- Opening Delimiter -

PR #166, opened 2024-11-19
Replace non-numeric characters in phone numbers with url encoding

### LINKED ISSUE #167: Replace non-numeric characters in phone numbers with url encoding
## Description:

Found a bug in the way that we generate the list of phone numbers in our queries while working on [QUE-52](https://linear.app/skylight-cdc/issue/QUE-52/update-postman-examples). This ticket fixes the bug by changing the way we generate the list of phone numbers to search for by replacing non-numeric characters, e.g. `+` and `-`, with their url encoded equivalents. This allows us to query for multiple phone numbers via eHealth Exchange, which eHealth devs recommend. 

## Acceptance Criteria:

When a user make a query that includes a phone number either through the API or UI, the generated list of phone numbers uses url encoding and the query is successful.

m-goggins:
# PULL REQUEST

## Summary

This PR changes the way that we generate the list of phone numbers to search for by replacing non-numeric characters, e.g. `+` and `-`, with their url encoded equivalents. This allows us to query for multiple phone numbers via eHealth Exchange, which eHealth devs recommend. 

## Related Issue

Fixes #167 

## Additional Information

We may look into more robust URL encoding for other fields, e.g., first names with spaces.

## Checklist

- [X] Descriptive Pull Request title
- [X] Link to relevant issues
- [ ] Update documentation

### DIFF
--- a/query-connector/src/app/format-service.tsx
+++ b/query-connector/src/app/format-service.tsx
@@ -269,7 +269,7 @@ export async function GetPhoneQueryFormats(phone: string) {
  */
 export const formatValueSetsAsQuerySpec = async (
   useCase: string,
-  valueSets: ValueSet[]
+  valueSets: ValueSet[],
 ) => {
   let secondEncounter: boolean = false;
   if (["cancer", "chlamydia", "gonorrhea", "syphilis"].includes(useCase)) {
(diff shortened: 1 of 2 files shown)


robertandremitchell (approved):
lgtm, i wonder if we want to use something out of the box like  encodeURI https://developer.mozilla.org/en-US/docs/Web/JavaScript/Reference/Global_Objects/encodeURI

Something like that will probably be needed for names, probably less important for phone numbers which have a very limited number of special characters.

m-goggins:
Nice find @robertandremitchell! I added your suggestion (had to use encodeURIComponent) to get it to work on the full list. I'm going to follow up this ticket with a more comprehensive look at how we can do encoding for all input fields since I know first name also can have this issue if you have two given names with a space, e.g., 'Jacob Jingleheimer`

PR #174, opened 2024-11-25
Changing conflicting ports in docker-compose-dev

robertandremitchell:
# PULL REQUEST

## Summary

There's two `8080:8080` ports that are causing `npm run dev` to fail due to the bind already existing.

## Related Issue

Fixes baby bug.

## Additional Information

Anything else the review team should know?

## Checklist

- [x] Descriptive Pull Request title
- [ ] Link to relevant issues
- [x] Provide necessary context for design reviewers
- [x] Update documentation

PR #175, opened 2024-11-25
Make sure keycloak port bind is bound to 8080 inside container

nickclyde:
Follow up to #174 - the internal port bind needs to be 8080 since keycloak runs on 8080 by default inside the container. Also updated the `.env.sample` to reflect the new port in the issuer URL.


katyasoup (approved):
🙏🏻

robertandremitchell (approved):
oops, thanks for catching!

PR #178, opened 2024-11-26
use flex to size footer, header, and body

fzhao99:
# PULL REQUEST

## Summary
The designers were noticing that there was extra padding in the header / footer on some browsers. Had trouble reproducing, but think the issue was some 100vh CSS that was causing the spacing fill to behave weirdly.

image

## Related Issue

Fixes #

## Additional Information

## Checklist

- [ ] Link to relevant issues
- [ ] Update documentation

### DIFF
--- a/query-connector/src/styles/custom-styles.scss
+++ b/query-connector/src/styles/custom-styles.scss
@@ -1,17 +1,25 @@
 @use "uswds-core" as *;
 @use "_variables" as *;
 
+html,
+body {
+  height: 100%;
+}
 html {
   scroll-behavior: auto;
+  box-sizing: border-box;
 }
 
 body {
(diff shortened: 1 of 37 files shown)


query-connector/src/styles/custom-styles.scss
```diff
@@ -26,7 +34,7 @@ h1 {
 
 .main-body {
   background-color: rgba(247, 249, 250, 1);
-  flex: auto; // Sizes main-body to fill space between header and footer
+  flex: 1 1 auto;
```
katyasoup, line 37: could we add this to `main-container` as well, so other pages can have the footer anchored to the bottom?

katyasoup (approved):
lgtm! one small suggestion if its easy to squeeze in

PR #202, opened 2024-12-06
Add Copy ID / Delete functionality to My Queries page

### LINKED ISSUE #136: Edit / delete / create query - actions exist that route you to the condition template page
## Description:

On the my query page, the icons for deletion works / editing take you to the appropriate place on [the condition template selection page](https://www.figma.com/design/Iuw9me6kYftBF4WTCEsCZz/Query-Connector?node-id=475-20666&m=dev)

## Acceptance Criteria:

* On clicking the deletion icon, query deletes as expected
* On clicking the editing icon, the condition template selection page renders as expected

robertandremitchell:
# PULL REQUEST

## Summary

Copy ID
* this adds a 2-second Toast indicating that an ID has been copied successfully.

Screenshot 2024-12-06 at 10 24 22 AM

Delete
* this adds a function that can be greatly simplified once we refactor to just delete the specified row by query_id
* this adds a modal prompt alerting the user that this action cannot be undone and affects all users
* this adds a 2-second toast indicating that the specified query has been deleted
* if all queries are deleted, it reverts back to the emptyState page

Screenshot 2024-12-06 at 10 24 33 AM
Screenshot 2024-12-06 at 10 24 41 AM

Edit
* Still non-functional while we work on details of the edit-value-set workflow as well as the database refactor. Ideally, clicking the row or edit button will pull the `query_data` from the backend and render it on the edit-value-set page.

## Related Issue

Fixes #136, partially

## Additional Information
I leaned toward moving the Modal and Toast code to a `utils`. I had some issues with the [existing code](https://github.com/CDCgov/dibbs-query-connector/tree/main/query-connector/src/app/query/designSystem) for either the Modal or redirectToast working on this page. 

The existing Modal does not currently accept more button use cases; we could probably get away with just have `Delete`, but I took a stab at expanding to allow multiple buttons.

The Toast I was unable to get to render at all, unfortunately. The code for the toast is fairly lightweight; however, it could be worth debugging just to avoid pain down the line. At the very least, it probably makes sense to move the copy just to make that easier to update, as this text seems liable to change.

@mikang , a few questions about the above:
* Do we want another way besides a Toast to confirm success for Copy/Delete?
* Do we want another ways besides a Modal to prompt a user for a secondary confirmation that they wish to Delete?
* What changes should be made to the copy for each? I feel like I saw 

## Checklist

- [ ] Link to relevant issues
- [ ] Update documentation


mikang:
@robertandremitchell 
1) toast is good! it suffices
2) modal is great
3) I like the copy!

- Closing Delimiter -

▸ REQUIREMENT:
Nothing may be omitted; retype every record exactly.

▸ ANSWER BOX:
PR #166, opened 2024-11-19
Replace non-numeric characters in phone numbers with url encoding

### LINKED ISSUE #167: Replace non-numeric characters in phone numbers with url encoding
## Description:

Found a bug in the way that we generate the list of phone numbers in our queries while working on [QUE-52](https://linear.app/skylight-cdc/issue/QUE-52/update-postman-examples). This ticket fixes the bug by changing the way we generate the list of phone numbers to search for by replacing non-numeric characters, e.g. `+` and `-`, with their url encoded equivalents. This allows us to query for multiple phone numbers via eHealth Exchange, which eHealth devs recommend. 

## Acceptance Criteria:

When a user make a query that includes a phone number either through the API or UI, the generated list of phone numbers uses url encoding and the query is successful.

m-goggins:
# PULL REQUEST

## Summary

This PR changes the way that we generate the list of phone numbers to search for by replacing non-numeric characters, e.g. `+` and `-`, with their url encoded equivalents. This allows us to query for multiple phone numbers via eHealth Exchange, which eHealth devs recommend. 

## Related Issue

Fixes #167 

## Additional Information

We may look into more robust URL encoding for other fields, e.g., first names with spaces.

## Checklist

- [X] Descriptive Pull Request title
- [X] Link to relevant issues
- [ ] Update documentation

### DIFF
--- a/query-connector/src/app/format-service.tsx
+++ b/query-connector/src/app/format-service.tsx
@@ -269,7 +269,7 @@ export async function GetPhoneQueryFormats(phone: string) {
  */
 export const formatValueSetsAsQuerySpec = async (
   useCase: string,
-  valueSets: ValueSet[]
+  valueSets: ValueSet[],
 ) => {
   let secondEncounter: boolean = false;
   if (["cancer", "chlamydia", "gonorrhea", "syphilis"].includes(useCase)) {
(diff shortened: 1 of 2 files shown)


robertandremitchell (approved):
lgtm, i wonder if we want to use something out of the box like  encodeURI https://developer.mozilla.org/en-US/docs/Web/JavaScript/Reference/Global_Objects/encodeURI

Something like that will probably be needed for names, probably less important for phone numbers which have a very limited number of special characters.

m-goggins:
Nice find @robertandremitchell! I added your suggestion (had to use encodeURIComponent) to get it to work on the full list. I'm going to follow up this ticket with a more comprehensive look at how we can do encoding for all input fields since I know first name also can have this issue if you have two given names with a space, e.g., 'Jacob Jingleheimer`

PR #174, opened 2024-11-25
Changing conflicting ports in docker-compose-dev

robertandremitchell:
# PULL REQUEST

## Summary

There's two `8080:8080` ports that are causing `npm run dev` to fail due to the bind already existing.

## Related Issue

Fixes baby bug.

## Additional Information

Anything else the review team should know?

## Checklist

- [x] Descriptive Pull Request title
- [ ] Link to relevant issues
- [x] Provide necessary context for design reviewers
- [x] Update documentation

PR #175, opened 2024-11-25
Make sure keycloak port bind is bound to 8080 inside container

nickclyde:
Follow up to #174 - the internal port bind needs to be 8080 since keycloak runs on 8080 by default inside the container. Also updated the `.env.sample` to reflect the new port in the issuer URL.


katyasoup (approved):
🙏🏻

robertandremitchell (approved):
oops, thanks for catching!

PR #178, opened 2024-11-26
use flex to size footer, header, and body

fzhao99:
# PULL REQUEST

## Summary
The designers were noticing that there was extra padding in the header / footer on some browsers. Had trouble reproducing, but think the issue was some 100vh CSS that was causing the spacing fill to behave weirdly.

image

## Related Issue

Fixes #

## Additional Information

## Checklist

- [ ] Link to relevant issues
- [ ] Update documentation

### DIFF
--- a/query-connector/src/styles/custom-styles.scss
+++ b/query-connector/src/styles/custom-styles.scss
@@ -1,17 +1,25 @@
 @use "uswds-core" as *;
 @use "_variables" as *;
 
+html,
+body {
+  height: 100%;
+}
 html {
   scroll-behavior: auto;
+  box-sizing: border-box;
 }
 
 body {
(diff shortened: 1 of 37 files shown)


query-connector/src/styles/custom-styles.scss
```diff
@@ -26,7 +34,7 @@ h1 {
 
 .main-body {
   background-color: rgba(247, 249, 250, 1);
-  flex: auto; // Sizes main-body to fill space between header and footer
+  flex: 1 1 auto;
```
katyasoup, line 37: could we add this to `main-container` as well, so other pages can have the footer anchored to the bottom?

katyasoup (approved):
lgtm! one small suggestion if its easy to squeeze in

PR #202, opened 2024-12-06
Add Copy ID / Delete functionality to My Queries page

### LINKED ISSUE #136: Edit / delete / create query - actions exist that route you to the condition template page
## Description:

On the my query page, the icons for deletion works / editing take you to the appropriate place on [the condition template selection page](https://www.figma.com/design/Iuw9me6kYftBF4WTCEsCZz/Query-Connector?node-id=475-20666&m=dev)

## Acceptance Criteria:

* On clicking the deletion icon, query deletes as expected
* On clicking the editing icon, the condition template selection page renders as expected

robertandremitchell:
# PULL REQUEST

## Summary

Copy ID
* this adds a 2-second Toast indicating that an ID has been copied successfully.

Screenshot 2024-12-06 at 10 24 22 AM

Delete
* this adds a function that can be greatly simplified once we refactor to just delete the specified row by query_id
* this adds a modal prompt alerting the user that this action cannot be undone and affects all users
* this adds a 2-second toast indicating that the specified query has been deleted
* if all queries are deleted, it reverts back to the emptyState page

Screenshot 2024-12-06 at 10 24 33 AM
Screenshot 2024-12-06 at 10 24 41 AM

Edit
* Still non-functional while we work on details of the edit-value-set workflow as well as the database refactor. Ideally, clicking the row or edit button will pull the `query_data` from the backend and render it on the edit-value-set page.

## Related Issue

Fixes #136, partially

## Additional Information
I leaned toward moving the Modal and Toast code to a `utils`. I had some issues with the [existing code](https://github.com/CDCgov/dibbs-query-connector/tree/main/query-connector/src/app/query/designSystem) for either the Modal or redirectToast working on this page. 

The existing Modal does not currently accept more button use cases; we could probably get away with just have `Delete`, but I took a stab at expanding to allow multiple buttons.

The Toast I was unable to get to render at all, unfortunately. The code for the toast is fairly lightweight; however, it could be worth debugging just to avoid pain down the line. At the very least, it probably makes sense to move the copy just to make that easier to update, as this text seems liable to change.

@mikang , a few questions about the above:
* Do we want another way besides a Toast to confirm success for Copy/Delete?
* Do we want another ways besides a Modal to prompt a user for a secondary confirmation that they wish to Delete?
* What changes should be made to the copy for each? I feel like I saw 

## Checklist

- [ ] Link to relevant issues
- [ ] Update documentation


mikang:
@robertandremitchell 
1) toast is good! it suffices
2) modal is great
3) I like the copy!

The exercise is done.